# Long term storage advice needed: Agave Sweetener



## Atilla (Feb 3, 2016)

Local Grocery store going out of business, 50% off. So I stocked up on a few gallons of Agave sweetener. I'm assuming that it will store and last similarly to sugar, syrup, honey, etc. I.E. practically forever.

First question is: Anybody think I'm wrong to assume the Agave will store well, similar to sugar or Honey?

I believe that it will and in fact I am worried about the plastic jug it was packed in from the factory. It's a typical gallon jug, shaped like a bleach jug, but opaque like a milk jug. I have a large supply of glass gallon jars that apple juice came in.

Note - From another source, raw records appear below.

PR #14989, opened 2023-08-08
es: Observations from frontmatter lintintg

Graywolf9:
### Description

`original_slug` are a needy frontmatter for fixing `orphaned` and `conflicting` files. I remember that it was an optional frontmatter but we love to keep at least in those folders

### DIFF
--- a/files/es/conflicting/learn/javascript/objects/classes_in_javascript/index.md
+++ b/files/es/conflicting/learn/javascript/objects/classes_in_javascript/index.md
@@ -1,6 +1,7 @@
 ---
 title: JavaScript orientado a objetos para principiantes
 slug: conflicting/Learn/JavaScript/Objects/Classes_in_JavaScript
+original_slug: Learn/JavaScript/Objects/Object-oriented_JS
 ---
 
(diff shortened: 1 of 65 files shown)


queengooborg (changes requested):
Re-adding `orignal_slug` sounds good to me if it is needed for `conflicting/` and `orphaned/`!  It looks like some other keys were added back, however (ex. `browser-compat`), may we remove those?

Graywolf9:
I remember added some of that in `conflicting` due to the `spec` and `compat` macros, but let me take a look

Graywolf9:
I already checked and in fact, all those files (10) have the `browser-compat` macro to not break `specs` and `compat` sections. If it's possible I would rather keep until I solve and move or delete that files.

queengooborg:
I gotta be honest, keeping those keys will cause an issue with front matter linting when it is introduced.  (The front matter linter doesn't have a file ignore feature, and it would be best not to have to add one in.)

Graywolf9:
keep `original_slug` in `conflicting`/`orphaned` does not have that problem?

queengooborg:
Not anymore; I just updated the front matter linting config to allow for `original_slug`!

Graywolf9:
Great! Thanks for all your time, I removed `browser-compat` frontmatter and the `specs`/`compat` sections to not show the errors

queengooborg (approved):
Thanks!

I imagine that we'll probably remove a lot of these files in the end,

I am thinking about repackaging the agave into glass juice jugs. The reason is that I don't trusty the plastic container long term.

Second question is: Would be worth breaking the factory seal to move the Agave sweetener into glass containers?

My storage environment is inside, fairly constant 60-78 degrees, A/C dependent. Light and moisture are easily controllable.

Thanks in advance for your input.


----------



## Slippy (Nov 14, 2013)

Ditch the idea and convert the Agave to Tequila!


----------



## Maine-Marine (Mar 7, 2014)

I did some quick research... 

the agave is pasteurized before it is put into a container so if you move it...the clock starts ticking even faster, unless you can re-pasteurize it

in the container it is presently, you will get about 2-4 years

honey will last forever

white sugar might get hard but it should never spoil.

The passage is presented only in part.